[Start of Attachment]
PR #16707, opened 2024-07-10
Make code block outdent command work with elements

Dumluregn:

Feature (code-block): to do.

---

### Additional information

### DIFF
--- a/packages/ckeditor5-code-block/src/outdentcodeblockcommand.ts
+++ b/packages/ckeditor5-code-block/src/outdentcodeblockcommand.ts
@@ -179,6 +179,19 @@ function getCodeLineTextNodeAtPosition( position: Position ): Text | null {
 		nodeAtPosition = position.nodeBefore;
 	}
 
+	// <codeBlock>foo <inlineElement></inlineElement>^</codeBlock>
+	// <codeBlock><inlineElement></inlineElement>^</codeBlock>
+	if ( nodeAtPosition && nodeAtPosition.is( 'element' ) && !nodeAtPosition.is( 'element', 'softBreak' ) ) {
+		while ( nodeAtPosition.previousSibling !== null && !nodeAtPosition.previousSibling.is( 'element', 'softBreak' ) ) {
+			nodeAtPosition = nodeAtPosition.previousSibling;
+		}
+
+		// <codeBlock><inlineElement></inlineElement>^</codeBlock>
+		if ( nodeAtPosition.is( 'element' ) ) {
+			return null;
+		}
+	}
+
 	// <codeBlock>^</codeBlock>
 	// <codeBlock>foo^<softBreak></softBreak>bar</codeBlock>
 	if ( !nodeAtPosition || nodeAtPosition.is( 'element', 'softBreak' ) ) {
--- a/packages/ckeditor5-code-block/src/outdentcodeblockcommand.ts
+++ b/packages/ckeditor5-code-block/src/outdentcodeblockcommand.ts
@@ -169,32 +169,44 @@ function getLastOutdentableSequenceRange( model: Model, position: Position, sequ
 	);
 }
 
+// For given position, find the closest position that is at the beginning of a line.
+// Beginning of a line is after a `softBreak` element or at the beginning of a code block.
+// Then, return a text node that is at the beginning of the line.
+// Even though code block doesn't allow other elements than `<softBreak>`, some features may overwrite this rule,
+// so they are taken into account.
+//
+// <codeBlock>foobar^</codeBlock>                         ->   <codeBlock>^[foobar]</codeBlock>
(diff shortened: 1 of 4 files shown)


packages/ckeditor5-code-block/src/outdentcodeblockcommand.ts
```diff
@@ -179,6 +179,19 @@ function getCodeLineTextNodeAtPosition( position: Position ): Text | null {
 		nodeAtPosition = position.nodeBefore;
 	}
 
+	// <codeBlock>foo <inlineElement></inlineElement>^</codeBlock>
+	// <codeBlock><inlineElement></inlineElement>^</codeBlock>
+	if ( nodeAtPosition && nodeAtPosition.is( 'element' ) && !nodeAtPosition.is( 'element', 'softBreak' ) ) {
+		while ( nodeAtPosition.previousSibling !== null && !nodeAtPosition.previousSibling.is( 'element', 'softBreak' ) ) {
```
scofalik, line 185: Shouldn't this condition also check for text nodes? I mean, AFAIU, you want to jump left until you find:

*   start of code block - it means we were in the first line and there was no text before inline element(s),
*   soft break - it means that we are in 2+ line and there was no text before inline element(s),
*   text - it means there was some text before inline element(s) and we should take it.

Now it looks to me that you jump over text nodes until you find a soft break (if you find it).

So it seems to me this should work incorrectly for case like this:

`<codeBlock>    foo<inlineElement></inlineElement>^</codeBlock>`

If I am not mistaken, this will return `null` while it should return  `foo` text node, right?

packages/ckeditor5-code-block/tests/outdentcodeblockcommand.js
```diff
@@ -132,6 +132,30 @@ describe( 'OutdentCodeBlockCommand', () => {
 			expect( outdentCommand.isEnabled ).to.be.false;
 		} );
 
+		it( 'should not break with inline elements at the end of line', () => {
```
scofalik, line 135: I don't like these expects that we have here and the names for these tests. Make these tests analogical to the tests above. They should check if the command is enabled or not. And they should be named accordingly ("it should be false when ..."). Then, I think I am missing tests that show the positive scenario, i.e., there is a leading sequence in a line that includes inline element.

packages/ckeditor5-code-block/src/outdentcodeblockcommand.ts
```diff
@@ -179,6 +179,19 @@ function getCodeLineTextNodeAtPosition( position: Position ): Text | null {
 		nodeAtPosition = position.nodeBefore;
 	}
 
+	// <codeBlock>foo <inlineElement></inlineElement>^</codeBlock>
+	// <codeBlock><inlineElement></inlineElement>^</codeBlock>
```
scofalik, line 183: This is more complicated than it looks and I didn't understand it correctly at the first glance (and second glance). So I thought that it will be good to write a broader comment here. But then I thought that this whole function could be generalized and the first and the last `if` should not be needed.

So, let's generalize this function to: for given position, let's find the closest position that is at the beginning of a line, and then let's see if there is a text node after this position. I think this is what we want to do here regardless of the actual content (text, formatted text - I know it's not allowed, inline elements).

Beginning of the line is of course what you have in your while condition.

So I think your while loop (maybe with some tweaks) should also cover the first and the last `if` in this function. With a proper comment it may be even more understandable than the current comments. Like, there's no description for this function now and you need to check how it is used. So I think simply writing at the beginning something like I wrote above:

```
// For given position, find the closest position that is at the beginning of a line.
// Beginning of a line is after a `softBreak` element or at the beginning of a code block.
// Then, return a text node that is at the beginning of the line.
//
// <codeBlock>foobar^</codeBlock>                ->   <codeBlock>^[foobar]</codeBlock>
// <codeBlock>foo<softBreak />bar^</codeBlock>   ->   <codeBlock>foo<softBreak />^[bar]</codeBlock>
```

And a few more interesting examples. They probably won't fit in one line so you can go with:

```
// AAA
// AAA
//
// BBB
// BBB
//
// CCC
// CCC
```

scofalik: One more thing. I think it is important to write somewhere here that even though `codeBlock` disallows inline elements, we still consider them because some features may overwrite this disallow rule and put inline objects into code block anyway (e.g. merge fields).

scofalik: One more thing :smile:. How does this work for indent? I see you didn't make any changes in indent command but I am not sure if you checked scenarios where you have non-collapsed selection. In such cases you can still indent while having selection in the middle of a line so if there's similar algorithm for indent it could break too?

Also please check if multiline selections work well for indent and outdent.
[End of Attachment]
** Task details **
Please reproduce each entry above exactly as it reads.

** Your solution **
PR #16707, opened 2024-07-10
Make code block outdent command work with elements

Dumluregn:

Feature (code-block): to do.

---

### Additional information

### DIFF
--- a/packages/ckeditor5-code-block/src/outdentcodeblockcommand.ts
+++ b/packages/ckeditor5-code-block/src/outdentcodeblockcommand.ts
@@ -179,6 +179,19 @@ function getCodeLineTextNodeAtPosition( position: Position ): Text | null {
 		nodeAtPosition = position.nodeBefore;
 	}
 
+	// <codeBlock>foo <inlineElement></inlineElement>^</codeBlock>
+	// <codeBlock><inlineElement></inlineElement>^</codeBlock>
+	if ( nodeAtPosition && nodeAtPosition.is( 'element' ) && !nodeAtPosition.is( 'element', 'softBreak' ) ) {
+		while ( nodeAtPosition.previousSibling !== null && !nodeAtPosition.previousSibling.is( 'element', 'softBreak' ) ) {
+			nodeAtPosition = nodeAtPosition.previousSibling;
+		}
+
+		// <codeBlock><inlineElement></inlineElement>^</codeBlock>
+		if ( nodeAtPosition.is( 'element' ) ) {
+			return null;
+		}
+	}
+
 	// <codeBlock>^</codeBlock>
 	// <codeBlock>foo^<softBreak></softBreak>bar</codeBlock>
 	if ( !nodeAtPosition || nodeAtPosition.is( 'element', 'softBreak' ) ) {
--- a/packages/ckeditor5-code-block/src/outdentcodeblockcommand.ts
+++ b/packages/ckeditor5-code-block/src/outdentcodeblockcommand.ts
@@ -169,32 +169,44 @@ function getLastOutdentableSequenceRange( model: Model, position: Position, sequ
 	);
 }
 
+// For given position, find the closest position that is at the beginning of a line.
+// Beginning of a line is after a `softBreak` element or at the beginning of a code block.
+// Then, return a text node that is at the beginning of the line.
+// Even though code block doesn't allow other elements than `<softBreak>`, some features may overwrite this rule,
+// so they are taken into account.
+//
+// <codeBlock>foobar^</codeBlock>                         ->   <codeBlock>^[foobar]</codeBlock>
(diff shortened: 1 of 4 files shown)


packages/ckeditor5-code-block/src/outdentcodeblockcommand.ts
```diff
@@ -179,6 +179,19 @@ function getCodeLineTextNodeAtPosition( position: Position ): Text | null {
 		nodeAtPosition = position.nodeBefore;
 	}
 
+	// <codeBlock>foo <inlineElement></inlineElement>^</codeBlock>
+	// <codeBlock><inlineElement></inlineElement>^</codeBlock>
+	if ( nodeAtPosition && nodeAtPosition.is( 'element' ) && !nodeAtPosition.is( 'element', 'softBreak' ) ) {
+		while ( nodeAtPosition.previousSibling !== null && !nodeAtPosition.previousSibling.is( 'element', 'softBreak' ) ) {
```
scofalik, line 185: Shouldn't this condition also check for text nodes? I mean, AFAIU, you want to jump left until you find:

*   start of code block - it means we were in the first line and there was no text before inline element(s),
*   soft break - it means that we are in 2+ line and there was no text before inline element(s),
*   text - it means there was some text before inline element(s) and we should take it.

Now it looks to me that you jump over text nodes until you find a soft break (if you find it).

So it seems to me this should work incorrectly for case like this:

`<codeBlock>    foo<inlineElement></inlineElement>^</codeBlock>`

If I am not mistaken, this will return `null` while it should return  `foo` text node, right?

packages/ckeditor5-code-block/tests/outdentcodeblockcommand.js
```diff
@@ -132,6 +132,30 @@ describe( 'OutdentCodeBlockCommand', () => {
 			expect( outdentCommand.isEnabled ).to.be.false;
 		} );
 
+		it( 'should not break with inline elements at the end of line', () => {
```
scofalik, line 135: I don't like these expects that we have here and the names for these tests. Make these tests analogical to the tests above. They should check if the command is enabled or not. And they should be named accordingly ("it should be false when ..."). Then, I think I am missing tests that show the positive scenario, i.e., there is a leading sequence in a line that includes inline element.

packages/ckeditor5-code-block/src/outdentcodeblockcommand.ts
```diff
@@ -179,6 +179,19 @@ function getCodeLineTextNodeAtPosition( position: Position ): Text | null {
 		nodeAtPosition = position.nodeBefore;
 	}
 
+	// <codeBlock>foo <inlineElement></inlineElement>^</codeBlock>
+	// <codeBlock><inlineElement></inlineElement>^</codeBlock>
```
scofalik, line 183: This is more complicated than it looks and I didn't understand it correctly at the first glance (and second glance). So I thought that it will be good to write a broader comment here. But then I thought that this whole function could be generalized and the first and the last `if` should not be needed.

So, let's generalize this function to: for given position, let's find the closest position that is at the beginning of a line, and then let's see if there is a text node after this position. I think this is what we want to do here regardless of the actual content (text, formatted text - I know it's not allowed, inline elements).

Beginning of the line is of course what you have in your while condition.

So I think your while loop (maybe with some tweaks) should also cover the first and the last `if` in this function. With a proper comment it may be even more understandable than the current comments. Like, there's no description for this function now and you need to check how it is used. So I think simply writing at the beginning something like I wrote above:

```
// For given position, find the closest position that is at the beginning of a line.
// Beginning of a line is after a `softBreak` element or at the beginning of a code block.
// Then, return a text node that is at the beginning of the line.
//
// <codeBlock>foobar^</codeBlock>                ->   <codeBlock>^[foobar]</codeBlock>
// <codeBlock>foo<softBreak />bar^</codeBlock>   ->   <codeBlock>foo<softBreak />^[bar]</codeBlock>
```

And a few more interesting examples. They probably won't fit in one line so you can go with:

```
// AAA
// AAA
//
// BBB
// BBB
//
// CCC
// CCC
```

scofalik: One more thing. I think it is important to write somewhere here that even though `codeBlock` disallows inline elements, we still consider them because some features may overwrite this disallow rule and put inline objects into code block anyway (e.g. merge fields).

scofalik: One more thing :smile:. How does this work for indent? I see you didn't make any changes in indent command but I am not sure if you checked scenarios where you have non-collapsed selection. In such cases you can still indent while having selection in the middle of a line so if there's similar algorithm for indent it could break too?

Also please check if multiline selections work well for indent and outdent.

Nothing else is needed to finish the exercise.